Una brutta storia e una brutta condanna, che chiude nel modo meno glorioso la carriera del "Dottor Sottile" di Mani Pulite. Certo, manca ancora un passo: il nuovo ricorso in Cassazione, che il difensore di Davigo preannuncia (con buona pace del Davigo di una volta, che considerava appelli e ricorsi un ostacolo al rapido accertamento della verità). Ma le possibilità di non finire nel novero dei pregiudicati si fanno ormai piuttosto esigue per uno dei protagonisti dell'assalto a Tangentopoli.
Tutto, come è noto, nasce a margine dello scontro furibondo che lacera cinque anni fa la Procura di Milano, con il battagliero pm Storari convinto che i verbali del pentito Pietro Amara sulla presunta Loggia Ungheria (salotto buono dove si incrociavano a suo dire politici, magistrati, alti gradi delle forze di polizia) siano stati insabbiati dal procuratore aggiunto Fabio De Pasquale con l'appoggio dei vertici della Procura.
Storari si indigna, si scontra con i capi, e alla fine per impedire l'insabbiamento dei verbali ricorre a Davigo, allora membro del Consiglio superiore della magistratura, consegnandogli a mano una copia in formato word delle dichiarazioni del pentito. Davigo invece di rifiutarle le riceve, le porta a Roma, le fa vedere a politici e ad altri membri del Csm. Nei verbali viene indicato come membro della Loggia anche Sebastiano Ardita, già alleato e poi arcinemico in seno al Csm. E Ardita, convinto che il vero obiettivo dell'illustre collega fosse usare i verbali contro di lui, si è costituito parte civile nei suoi confronti,
Tutto questo agitarsi è stato spiegato in questi anni da Davigo in modo semplice: ero membro del Csm, in questa veste avevo diritto a ricevere quei verbali. Ma prima la procura di Brescia e poi i giudici di primo e secondo grado hanno ritenuto che proprio l'alta cultura giuridica dii Davigo escluda che non si rendesse conto che non erano quelle le modalità legali per ricevere gli scottanti verbali. Mentre Storari veniva pure lui indagato, processato e assolto, Davigo era stato condannato sia per avere indotto il più giovane collega a consegnargli i verbali, sia per averli poi divulgati a Roma. La Cassazione, nel dicembre scorso, aveva confermato e resa definitiva la condanna solo per la prima imputazione, e annullato il secondo pezzo di condanna, ordinando un nuovo processo.

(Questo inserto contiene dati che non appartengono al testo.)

PR #2382, opened 2026-04-23
Update method call names

lailien3:
https://eaflood.atlassian.net/browse/IWTF-5052
https://eaflood.atlassian.net/browse/IWTF-5053

This PR has merged these 2 tickets as they both cover updating the method call names, but one is for the mock helper. I did them together as they were quite entangled, and I needed them done in tandem to ensure I did it right.

### DIFF
--- a/packages/dynamics-lib/src/__mocks__/dynamics-web-api-mock-helper.js
+++ b/packages/dynamics-lib/src/__mocks__/dynamics-web-api-mock-helper.js
@@ -3,7 +3,7 @@ const { readFileSync } = jest.requireActual('fs')
 const Path = jest.requireActual('path')
 const optionSetDataPath = Path.join(Project.root, 'src', '__mocks__', 'option-set-data.json')
 
-export const configureDynamicsWebApiMock = (DynamicsWebApi = jest.genMockFromModule('dynamics-web-api')) => {
+export const configureDynamicsWebApiMock = (DynamicsWebApi) => {
   let expectedResponse = {}
   let nextResponses = {}
   let callError = {}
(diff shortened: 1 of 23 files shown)


packages/dynamics-lib/src/client/dynamics-client.js
```diff
@@ -21,14 +21,16 @@ export function config () {
 
   let accessToken = null
   return {
-    webApiUrl: process.env.DYNAMICS_API_PATH,
-    webApiVersion: process.env.DYNAMICS_API_VERSION,
+    serverUrl: process.env.DYNAMICS_API_PATH ? new URL(process.env.DYNAMICS_API_PATH).origin : undefined,
```
irisfaraway: Should this change be happening over in https://github.com/DEFRA/rod-licensing/pull/2379? We'd probably need some additional testing for this more complicated version, although I'm not sure we really need this extra fallback - if that env var isn't set then we probably want to be throwing an error here.

Same comment from that PR applies as well.

packages/dynamics-lib/src/__mocks__/dynamics-web-api-mock-helper.js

Ieri, basta una manciata di ore alla Corte d'appello di Brescia per confermare integralmente la condanna dell'illustre ex collega, responsabile di una "fuga di notizie senza precedenti", divulgando "notizie coperte da segreto investigativo", "pur consapevole di gettare una luce sinistra sull'operato della Procura di Milano", come avevano scritto i giudici bresciani già nel 2023.
Dopodiché, poco si capirebbe di questa storia se non si ricordasse la rabbia che in quei mesi Davigo covava per la decisione del Csm di estrometterlo dalla carica il giorno del suo settantesimo compleanno: il giorno della pensione.